今、飛行機の中でシートベルトを締め、小さな窓から外の暗闇を眺める。
家族を置いて、一人で旅立つことに不安がよぎる。
当たり前の日常が当たり前ではなかったと、気づき始めている自分がいる。
飛行機の中には家族連れがいた。
父親が荷物をキャビネットに入れ、母親は立ったまま子どもと話している。はしゃぐ子どもの声が甘く耳にまとわりつく。
「あの子も私の隣の席に座るはずだったのに……」
息子の笑った顔が目の前に浮かぶ。
きっと窓際の席にちょこんと座って、ワクワクしながら、暗闇の中で光る滑走路のライトを眺めていたに違いない。
だけど、今、私の隣にはいない。
あんなふうに家族がそばにいる。それだけで、十分だった。
なのに、私は「家族は大切だ」と頭でわかっていながらも、行動は伴っていなかった。
出国前、わたしはすぐにイライラし、家で怒ってばかりいた。
「お母さん、怒るとお子さんの脳の思考が止まりますよ」
塾の先生にそう言われて、褒めることを心がけていたが、その反動か、結局爆発してしまう。

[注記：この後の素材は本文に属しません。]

PR #677, opened 2016-05-11
Dynamic Map tutorial updates

jbednar:
Did a full pass on this tutorial to fold in recent updates and clarify.  Would be worth someone looking at the changes and checking that the clarifications were in fact correct, and not misunderstandings!

One issue: I find the name of "sampled mode" confusing, as in its purest form it's not actually sampled (yet).  Would it be fair to call it "unbounded mode", in comparison to "bounded mode"?

### DIFF
--- a/doc/Tutorials/Dynamic_Map.ipynb
+++ b/doc/Tutorials/Dynamic_Map.ipynb
@@ -6,11 +6,11 @@
    "source": [
     "The [Containers](Containers.ipynb) Tutorial introduced the [HoloMap](Containers.ipynb#HoloMap), a core HoloViews data structure that allows easy exploration of parameter spaces. The essence of a HoloMap is that it contains a collection of [Elements](Elements.ipynb) (e.g. Images and Curves) that you can easily select and visualize.\n",
     "\n",
-    "HoloMaps hold Elements at specific sampled points in a multidimensional space. Although this property makes them useful for exploring high-dimensional parameter spaces, HoloMaps can very quickly consume huge amounts of memory for such spaces. For instance, a hundred samples along four orthogonal dimensions would need a HoloMap containing a hundred *million* Elements, each of which could be a substantial object that takes time to create and costs memory to store. Thus ``HoloMaps`` have some clear limitations:\n",
+    "HoloMaps hold fully constructed Elements at specifically sampled points in a multidimensional space. Although HoloMaps are useful for exploring high-dimensional parameter spaces, they can very quickly consume huge amounts of memory to store all these Elements. For instance, a hundred samples along four orthogonal dimensions would need a HoloMap containing a hundred *million* Elements, each of which could be a substantial object that takes time to create and costs memory to store. Thus ``HoloMaps`` have some clear limitations:\n",
     "\n",
-    "* HoloMaps may require the generation of millions of elements before they are fully defined.\n",
+    "* HoloMaps may require the generation of millions of Elements before the first element can be viewed.\n",
     "* HoloMaps can easily exhaust all the memory available to Python.\n",
-    "* HoloMaps can simultaneously exhaust all the memory in the browser when displayed.\n",
+    "* HoloMaps can even more easily exhaust all the memory in the browser when displayed.\n",
     "* Static export of a notebook containing HoloMaps can result in impractically large HTML files.\n",
     "\n",
     "The ``DynamicMap`` addresses these issues by computing and displaying elements dynamically, allowing exploration of much larger datasets:\n",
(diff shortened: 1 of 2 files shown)


philippjfr:
How about 'sampling' mode? Doesn't imply it's sampled but indicates you can sample it.

doc/Tutorials/Dynamic_Map.ipynb
```diff
@@ -15,25 +15,33 @@
...
     "* DynamicMaps do not require fixed sampling, allowing exploration of parameters with arbitrary resolution.\n",
     "* DynamicMaps are lazy in the sense they only compute only as much data as the user wishes to explore.\n",
     "\n",
     "The limitations of ``DynamicMaps`` are:\n",
     "\n",
-    "* DynamicMaps require a live notebook server and cannot be directly exported to static HTML.\n",
-    "* DynamicMaps do not hold data which reduces the utility of a pickling DynamicMap.\n",
-    "* DynamicMaps are often stateful as are their element caches.\n",
+    "* DynamicMaps require a live notebook server and cannot be fully exported to static HTML.\n",
+    "* DynamicMaps do not store copies of the underlying data, which reduces the utility of pickling a DynamicMap.\n",
```
philippjfr: The point this is making holds but technically it does hold copies of the data in the cache.

philippjfr:
The changes all look good, except for one minor comment. Happy to merge if we decide on a name for sampled mode.

jlstevens:
I agree "sampling" mode is better than "unbounded mode".

It is a little hard to convey as a concept: it is when you need to specify the keys yourself (or have another HoloMap do it) to generate an element.

jbednar:
Sampling mode makes sense, as long as sampling is the _only_ thing you can do in it.  E.g. if you combine a sampling-mode DynamicMap with a bounded-mode DynamicMap, will it then act as if it's bounded (rather than sampled)?  If so sampling isn't a good word, and unbounded is better.

jlstevens:
I don't know if there is a good word that means 'unspecified' or 'uninstantiated'. My problem with 'unbounded' is that is sounds like it is about the ranges which may in fact be bounded by a limited ranges. Essentially it is a ``DynamicMap`` that can't visualize itself unless you request something from it...

Your comment just appeared and I think that is how it does behave so maybe 'sampling' is right after all! :-)

jbednar:
>  My problem with 'unbounded' is that is sounds like it is about the ranges which may in fact be bounded by a limited ranges. Essentially it is a DynamicMap that can't visualize itself unless you request something from it...

Obviously I'm still confused -- I thought that if the ranges are bounded, then it *can* be visualized, because that lets HoloViews provide sliders.

doc/Tutorials/Dynamic_Map.ipynb
jbednar: Is it holding the data, or the Elements?  It sounds like your statement applies both to the original and the changed text?

philippjfr:
>Obviously I'm still confused -- I thought that if the ranges are bounded, then it can be visualized, because that lets HoloViews provide sliders.

No you're correct.

>if you make a Layout of a sampling-mode DynamicMap with a bounded-mode DynamicMap, will the "sampling-mode" map then act as if it's bounded (rather than sampled)

The sampling is provided by whatever you lay it out with, but I see that's a difficult concept to convey. I'd be okay with either.

doc/Tutorials/Dynamic_Map.ipynb
philippjfr: Yes, it applies to the original text too. It holds the Elements, which themselves hold the data. The cache holds up to 500 Elements.

jbednar: Ok, I'll clarify that; sounds like it is doing what I had expected.

jbednar:
> I believe this is true:
> >  if you combine a sampling-mode DynamicMap with a bounded-mode DynamicMap, will it then act as if it's bounded
>
> In which case isn't 'sampling' the better name?

There still seems to be confusion, but I'm not sure where.  To me, "sampling" means selecting a specific set of locations in a multidimensional space, which is what a HoloMap does.  "bounded" means that we have delineated a region of that space, but have *not* (yet) taken a specific set of locations.  So, if we have a HoloMap `hmap` and a Dynamic_Map `dmap` in what's currently called "sampled mode" and do `dmap + hmap`, dmap effectively gets sampled.  But if we do `dmap + dmap2`, where `dmap2` is a "bounded" Dynamic_Map, then what I hope would happen is that the combination will have sliders covering the ranges specified in dmap2.  At that point, `dmap` will get sampled, it's true, based on the instantaneous values of the sliders, but it's no more sampled than `dmap2` in that sense, so calling `dmap` "sampling mode" doesn't make sense to me if `dmap2` isn't also considered to be in sampling mode (in addition to being in bounded mode).  Is my confusion at least clearly articulated now? :-)

jlstevens:
I think I accidentally contributed to the confusion:

> if you combine a sampling-mode DynamicMap with a bounded-mode DynamicMap, will it then act as if it's bounded

I read that as:

> if you combine a sampling-mode DynamicMap with a bounded-mode *HoloMap*, will it then act as if it's bounded

The latter case is the way I think of 'sampled' mode. It can derive its samples from the *HoloMap* keys.

Hope that helps clear things up a bit. I still don't think this property has anything to do with bounds...

philippjfr:
> It can derive its samples from the HoloMap keys.

It can also derive it from a bounded DynamicMap, which is what @jbednar is getting at. The difference is that it doesn't define a range or values of it's own so I'd be okay with unbounded.

jlstevens:
I'm not sure. I agree.

Unbounded is easily confused with 'open' mode which is also unbounded! But I think what you said gets to the core of it:

> The difference is that it doesn't define a range or values of it's own ...

It is *unspecified*.

jbednar:
I don't think `unspecified` would convey anything.  

Could we perhaps say that `open` and `counter` modes are special cases of `unbounded` mode?  I.e., a DynamicMap is always either in `bounded` or `unbounded` mode, and that there are three types of `unbounded` mode (fully unbounded (not visualizable), `open` mode (values from a generator), or `counter` mode (values generated based on a shared counter)?

philippjfr:
That seems backwards to me. The main distinction is between a mode where you can request discrete samples in a bounded or unbounded and continuous or discrete space, and generator mode where you request the next sample, which is either indexed by a count or returns a key that specifies where in a space it is.

jlstevens:
Maybe another way I think of it is as a 'request' mode - it needs to have a request before it does anything. The requests could be bounded, from a finite set...e.g a HoloMap or you can request elements forever. It isn't about the range, it is that it doesn't know enough to visualize itself. In a way it is a 'naked' ``DynamicMap`` you can use in any bounded or unbounded range you like.

jbednar:
Maybe "mode" is just confusing things here?  Mode seems like something that can be set explicitly to change behavior, whereas what you are discussing above sounds more like predicates that are either true or not true of a given object at a given point.

philippjfr:
Any renaming here would be backwards compatibility breaking and require significant changes to the code. So maybe we should move the mode renaming discussion to a separate issue and just decide on a way to make it clearer in the tutorial in the meantime.

philippjfr:
>Maybe "mode" is just confusing things here? Mode seems like something that can be set explicitly to change behavior, whereas what you are discussing above sounds more like predicates that are either true or not true of a given object at a given point.

That's true as well but I think grouping them conceptually into just bounded and unbounded is confusing for that reason.

jbednar:
With predicates, we can say whether various things are true about an object without having to make just one grouping.  I.e., we can say that a given Dynamic Map is:

- bounded or unbounded:  It's unbounded if it has at least one range with at least one end not specified.
- using data from a function of parameter values, or from a generator
- if using a generator, whether the generator takes a counter argument or not

jlstevens:
Everything you say there is fine and I agree. My problem with 'unbounded' is that it will get really confusing when thinking of 'open' mode. I think the bullet point missing from your list is this:

* Self-visualized or not: Some DynamicMaps need the particular sample value they are shown to be requested from outside, or specified by another HoloMap/DynamicMap.

This to me is orthogonal to what you wrote...except you can't use a generator as you need to ask for an element for a particular sample position (i.e arguments to a callable).

philippjfr:
True but my point was that bounded and unbounded is not a useful conceptual grouping. You can have a bounded sampling map, and a bounded generator map and they will behave very differently. In the latter case all it'll do is check that the returned keys are within the specified ranges, whether it's fully bounded or not therefore doesn't really matter.

jlstevens:
Maybe we can merge this PR now and defer this discussion to another PR? It would be nice to get all of @jbednar's other improvements into the notebooks bundled with this release.

jbednar:
Sure, merge away.

jlstevens:
Ok. Though please submit an issue linking to this PR! Then we can continue the discussion there.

「いただきます」を言わない男どもに目くじらを立てて、怒りをぶちまけ、食卓を台無しになったことも多々あった。
そして、怒った後は、必ず落ち込んだ。
その繰り返しだった。
変えたい。
どうにかしてこの生活を変えたい。
5年間ずっとそう思っていたが、何も変わらなかった。
それは、夫と息子を変えようとしていたからに他ならなかった。
そう、今ならわかる。
問題は夫や息子ではなかった。
変わるべきは自分だった。
寝るのが遅い息子にいつもイライラしていた。
でも、夕食の支度をもっと早くして、お風呂の時間も早めたら、
息子も夜の時間の使い方を変えられたかもしれない。
夫だってそうだ。
私がいつも穏やかに話していたら、夫もやさしい口調で話せたかもしれない。
そして、何より感謝が足りなかった。
男女平等、夫が家事や買い物をするのを当たり前だと思っていた。
息子に対しても、元気にこの世に存在してくれたことへのありがたみを、すっかりどこかに忘れてきてしまっていた。
だから、3週間後にアフリカで再会したとき、感じるであろう感謝を、私はしっかりと心に刻みつける。
アフリカでは、約4,000万人が深刻な飢餓に直面しているという。j
これからは、そういう現実を目の当たりにするのかもしれない。
今、私は、未知の国に行こうとしている。
本やテレビでしか知らない世界へ。
今までの日本での常識が、どんなふうに変わっていくのか。
自分の価値観が、どんなふうに揺らいでいくのか。
大切なことに、どれだけ気付くことができるのか。
まずは、目の前の家族から大切にしていく。
それが原点になって、アフリカの人々を大切にしていくことにつながるはずだから。
窓から見える滑走路のライトがゆっくりと動いていく。
飛行機のエンジン音を全身で感じる。